PR #1150, opened 2022-03-30
feat: hierarchy in dimension metadata

tpluscode:
This adds hierarchy UI to dimension metadata form. 

I chose to duplicate the hierarchy shape because dereferencing it and making a copy was more effort than seemed necessary in the UI, especially given that the shape does actually differ from what is needed in the UI to create hierarchies:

**Description of the task**. Each line of the material above needs to be returned exactly as written.

**Output**.
PR #1150, opened 2022-03-30
feat: hierarchy in dimension metadata

tpluscode:
This adds hierarchy UI to dimension metadata form. 

I chose to duplicate the hierarchy shape because dereferencing it and making a copy was more effort than seemed necessary in the UI, especially given that the shape does actually differ from what is needed in the UI to create hierarchies:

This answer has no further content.